Menace d'interdiction contre Samidoun en Belgique

Menace d’interdiction contre Samidoun en Belgique

Les députés italiens ont approuvé le 18 septembre un « paquet sécurité ». Ce projet de loi, qui doit encore être voté au Sénat en deuxième lecture, comporte une mesure surnommée « règle anti-gandhi ».  Actuellement, en Italie, bloquer une route en faisant barrage de son corps est passible d’une amende. Si ce projet de loi est entériné, la peine pourra aller jusqu’à un mois de prison. Et si plusieurs personnes se réunissent pour bloquer une voie routière ou ferrée, les faits seront passibles de 6 mois à 2 ans de prison. Les militants écologistes sont clairement visés (notament les militants No-TAV) parce que la loi spécifie que sont concernés les blocages avec son “corps” pour éviter d’interférer avec d’autres blocages fréquents en Italie, comme celles des chauffeurs de taxi ou des transporteurs routiers.

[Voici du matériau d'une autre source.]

PR #2475, opened 2021-02-03
Added Higher order timer function

rhystmills:
## What does this change?

Adds a higher order `Timer` class, which can be used to process real user monitoring (RUM) data. The class is agnostic to how the measurements are used - this is specified in a callback passed to the class, for example logging it to the console or sending data to Ophan.

The `Timer` can be used to measure a continuous timeline of program execution, and is initialised with a name prefix and a callback function to be used on measurements. First, the `start()` method is run, then `pip(name: string)` is run each time the developer wants to measure a section of the program and process the data in the manner specified by the callback.

### Before

Braze RUM data is collected using `initPerf` and sent to Ophan with each measurement.

### After

Braze RUM data is collected and set to Ophan using an instance of `Timer`.

## Why?

We had tried to use `initPerf` to generate RUM data for the Braze web integration. However, it was opinionated on how to process user data (logging it to the console) and was geared towards making single measurements - consequently we had to write a lot of code and repeat ourselves in the consuming functions in order to use it for our purpose. We also didn't want to log to the console for other users.

We needed a utility which made a series of measurements, constituting a bigger overall timeline for our program execution, the output of which could be used to monitor the overall flow of the program and help us measure which parts of our program were taking the most time to execute (e.g. calls to Identity or Braze's methods themselves).

Given our experience with

### DIFF
--- a/src/web/components/StickyBottomBanner/BrazeBanner.tsx
+++ b/src/web/components/StickyBottomBanner/BrazeBanner.tsx
@@ -104,10 +104,10 @@ const getMessageFromBraze = async (
 			return outcome;
 		})
 		.catch(() => {
-			appboyTiming.clear();
-			// eslint-disable-next-line no-console
-			console.log('Appboy Timing failed.');
 			return { result: false };
+		})
+		.finally(() => {
+			appboyTiming.clear();
 		});
 };
 
--- a/src/web/components/StickyBottomBanner/BrazeBanner.tsx
+++ b/src/web/components/StickyBottomBanner/BrazeBanner.tsx
@@ -4,11 +4,8 @@ import * as emotionCore from '@emotion/core';
 import * as emotionTheming from 'emotion-theming';
 import { getZIndex } from '@root/src/web/lib/getZIndex';
 import { Props as BrazeBannerProps } from '@guardian/braze-components';
-import {
-	submitComponentEvent,
-	record,
-} from '@root/src/web/browser/ophan/ophan';
-import { initPerf } from '@root/src/web/browser/initPerf';
+import { submitComponentEvent } from '@root/src/web/browser/ophan/ophan';
+import { createOphanTimer } from '@root/src/web/lib/timerOphan';
 import {
 	hasCurrentBrazeUser,
 	setHasCurrentBrazeUser,
@@ -41,23 +38,17 @@ const containerStyles = emotion.css`
     ${getZIndex('banner')}
 `;
 
+const timer = createOphanTimer('brazeBanner');
+
 const getMessageFromBraze = async (
 	apiKey: string,
 	brazeUuid: string,
 ): Promise<CanShowResult> => {
-	const sdkLoadTiming = initPerf('braze-sdk-load');
-	sdkLoadTiming.start();
+	timer.pip('canShowComplete');
 
 	const appboy = await getInitialisedAppboy(apiKey);
 
-	const sdkLoadTimeTaken = sdkLoadTiming.end();
-	record({
-		component: 'braze-sdk-load-timing',
-		value: sdkLoadTimeTaken,
-	});
-
-	const appboyTiming = initPerf('braze-appboy');
-	appboyTiming.start();
+	timer.pip('sdkLoaded');
 
 	const brazeMessages = new BrazeMessages(appboy);
 
@@ -94,12 +85,7 @@ const getMessageFromBraze = async (
 			return { result: true, meta };
 		})
 		.then((outcome) => {
-			const appboyTimeTaken = appboyTiming.end();
-
-			record({
-				component: 'braze-appboy-timing',
-				value: appboyTimeTaken,
-			});
+			timer.pip('appboyMethodsComplete');
 
 			return outcome;
 		})
@@ -107,7 +93,7 @@ const getMessageFromBraze = async (
 			return { result: false };
 		})
 		.finally(() => {
-			appboyTiming.clear();
+			timer.clear();
 		});
 };
 
@@ -181,8 +167,7 @@ export const canShow = async (
 	isSignedIn: boolean,
 	idApiUrl: string,
 ): Promise<CanShowResult> => {
-	const bannerTiming = initPerf('braze-banner');
-	bannerTiming.start();
+	timer.start();
 
 	const forcedBrazeMeta = getBrazeMetaFromQueryString();
 	if (forcedBrazeMeta) {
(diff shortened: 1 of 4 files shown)


oliverlloyd (commented):
Isthis similar to [initPerf](https://github.com/guardian/dotcom-rendering/blob/7ae84661b3b6ac357b2720c6cc4aea34932afd56/src/web/browser/initPerf.ts)?

EDIT: Sorry, I just saw your comment about this!

oliverlloyd:
This seems like there's a good use case to extend the existing initPerf function. To help with long term maintainence we probably only want one way to measuer performance in the browser and we've already had issues around using the `window.performance` api in legacy broswers that we need to be careful about.

I think being able to measure client side performance is a hugely important area that we should definately invest more effort in though and I'd be really keen to udnerstand what we're missing and what features we could add to improve things? For instance, I suspect the console logging this function does is redundant and could be removed or put behind a flag and I'm actually raelly keen to think of better ways to surface these numbers so we can track them!

rhystmills:
> This seems like there's a good use case to extend the existing initPerf function. To help with long term maintainence we probably only want one way to measuer performance in the browser and we've already had issues around using the `window.performance` api in legacy broswers that we need to be careful about.
> 
> I think being able to measure client side performance is a hugely important area that we should definately invest more effort in though and I'd be really keen to udnerstand what we're missing and what features we could add to improve things? For instance, I suspect the console logging this function does is redundant and could be removed or put behind a flag and I'm actually raelly keen to think of better ways to surface these numbers so we can track them!

Hey Oliver, thanks for looking over this. I wasn't quite done with the PR yet (hence the unfinished description) and was planning to add some bits to it (including checking for `window.performance` - the purpose was indeed to get feedback rather than launch it straight into production code so thanks for your feedback!

I do feel quite strongly that the use case here is different to what `initPerf` does. `initPerf` is built to take a single measurement - in our application, making a series of linked measurements and processing them ended up looking something like this:

```js
const sdkLoadTiming = initPerf('braze-sdk-load');
sdkLoadTiming.start();

// ... code ...

const sdkLoadTimeTaken = sdkLoadTiming.end();
record({
    component: 'braze-sdk-load-timing',
    value: sdkLoadTimeTaken,
});

const appboyTiming = initPerf('braze-appboy');
appboyTiming.start();

// ... code ...

record({
    value: appboyTimeTaken,
});

const bannerTiming = initPerf('braze-banner');
bannerTiming.start();

// ... code ...

const timeTaken = bannerTiming.end();
record({
    component: 'braze-banner-timing',
    value: timeTaken,
});

sdkloadTimeTaken.clear();
appboyTiming.clear();
bannerTiming.clear();

```
i.e. there was **a lot** of boilerplate to do the same thing three times, and it also didn't achieve what we actually we wanted, which was a taking a series of clearly structured, ordered and related measurements without introducing lots of noise into our code. Using this `Timer` utility, the boilerplate in our consuming code looks like this:

```js
const timer = createOphanTimer('brazeBanner');

// ... code ...

timer.pip('canShowComplete');

// ... code ...

timer.pip('sdkLoaded');

// ... code ...

timer.pip('appboyMethodsComplete');

// ... code ...

timer.clear();
```

I did attempt to morph `initPerf` towards doing what we wanted when we first started making these measurements (leading to it returning a measurement value rather than only logging to the console), but encountered some friction because it is already used in several places to achieve its existing purpose (logging a measurement to the console) and we were reducing the extent to which it had a single responsibility. This PR is really a consequence of my experiences with that, and feeling that our aim was similar (involving performance measurement) but also different enough to warrant a separate solution.

There is shared logic that could be abstracted out of both functions (e.g. checking that the performance API is supported) and I also suspect that `initPerf` could be implemented as a subtype of `Timer`.

rhystmills:
> This seems like there's a good use case to extend the existing initPerf function. To help with long term maintainence we probably only want one way to measuer performance in the browser and we've already had issues around using the `window.performance` api in legacy broswers that we need to be careful about.
> 
> I think being able to measure client side performance is a hugely important area that we should definately invest more effort in though and I'd be really keen to udnerstand what we're missing and what features we could add to improve things? For instance, I suspect the console logging this function does is redundant and could be removed or put behind a flag and I'm actually raelly keen to think of better ways to surface these numbers so we can track them!

Adding to what I wrote earlier; I would agree that it would be good to at least share functionality between the two since they have a lot of overlap. I think directly extending `initPerf` is undesirable because it's used in a lot of places for its existing purpose (console logging) - and our previous attempts to coerce it to our use case has prevented it having a single responsibility. 

I think `initPerf` is really a specific 'logging' implementation of a higher order function which can encapsulate working with (and checking support for) the Performance API. 

From my own work I've found `initPerf` works well for an individual measurement, but not for a timeline of related measurements which we would like to collectively analyse (in our case a waterfall-style breakdown of processes making up the Braze SDK initialisation). So perhaps the higher order function needs to support both the 'individual measurement' and 'timeline' paradigms.

I think the `Timer` class here does some of this, but could do with some tweaking.

oliverlloyd:
Hey @rhystmills Apologies for the premature review, I know that's annoying when someone dumps on your PR before you're ready!

But I was interested to hear that it was the console logging that might have been the reason to move away from `initPerf`  because I don't belive that is especially important, so if it were changed or removed I don't ) _think_ that would impact anything and because of that I thought it worth having the discussion earlier.

Your examples (thanks for those 👍 ) clearly show there's a strong use case for having the ability to record performance in a more advanced way, not just start and end, and I feel like other parts of DCR could benefit a lot from the same approach. Maybe we could go the other way and migrate `initPerf` to use this function? Am I right in thinking that you are logging this performance data to ophan? I wonder if there's any cross-over here with the work @nitro-marky and @gtrufitt are doing to record core vitals performance data in the browser? It would be amazing if we had real user performance data, around hydration for example, stored in a location we could query.

I think we all share a similar goal here (being able to track client side performance in the wild) but it's a tricky thing to get right and it might be something we want to work together on. I get though that sometimes it's just easier to have code that works and that adding the complexity of shared requirements can be a messy pain!

rhystmills:
No worries at all, getting feedback on the idea was pretty much the point of this PR!

We are indeed logging to Ophan, not in a particularly elegant way (I think it's basically dumped into the component tracking on the pageview table each time the Braze SDK is loaded - which only happens for logged in supporters currently) - and we're probably doing this frequently than we need to - I think aggregated/sampled data would probably work for our purposes.

I've been imagining getting to a point where it's really easy to get a breakdown of execution times for the Braze integration - essentially we exceed the 2000ms timeout set by the platform fairly regularly, and it's good to know how much is due to our code (which can be refactored to improve time taken) or Braze's code (in which case we need to chase them, or maybe work with their system in a different way to see improvements).

It might be that we end up with structured data like this:
```json
[
  {"brazeBanner-1-sdkLoad":1000},
  {"brazeBanner-2-appboyInit":500},
  {"brazeBanner-3-bannerRendered":600},
  {"brazeBanner-total":2100},
]
```
... or maybe raw data which we can feed into something providing data visualisation like a waterfall graph.

So that's our context - but it had made me think about measuring execution times in general, and I can see that a detailed breakdown of performance could help developers identify which parts of their code tends to take the longest to execute on user machines.

That work sounds really interesting - certainly another part of this problem is where the data actually gets stored and how we can access/use it. It would be great to work together/pair on this!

Dans ce projet de loi, s’opposer à une infrastructure stratégique est considéré comme un facteur aggravant en cas de menace, de violence ou de résistance face à un représentant de l’État. Sont notamment concernés les projets du pont entre la Sicile et le reste de la péninsule, ainsi que les projets de ligne à très grande vitesse. Le projet de loi comporte aussi des mesures « anti-terroritstes » et contre les révoltes en prison (y compris, là aussi, contre les résistances passives), il prévoit la fin du renvoi automatique des peines de prisons pour les femmes enceintes et les jeunes mères, et l’interdiction de vente des cartes SIM aux sans-papiers.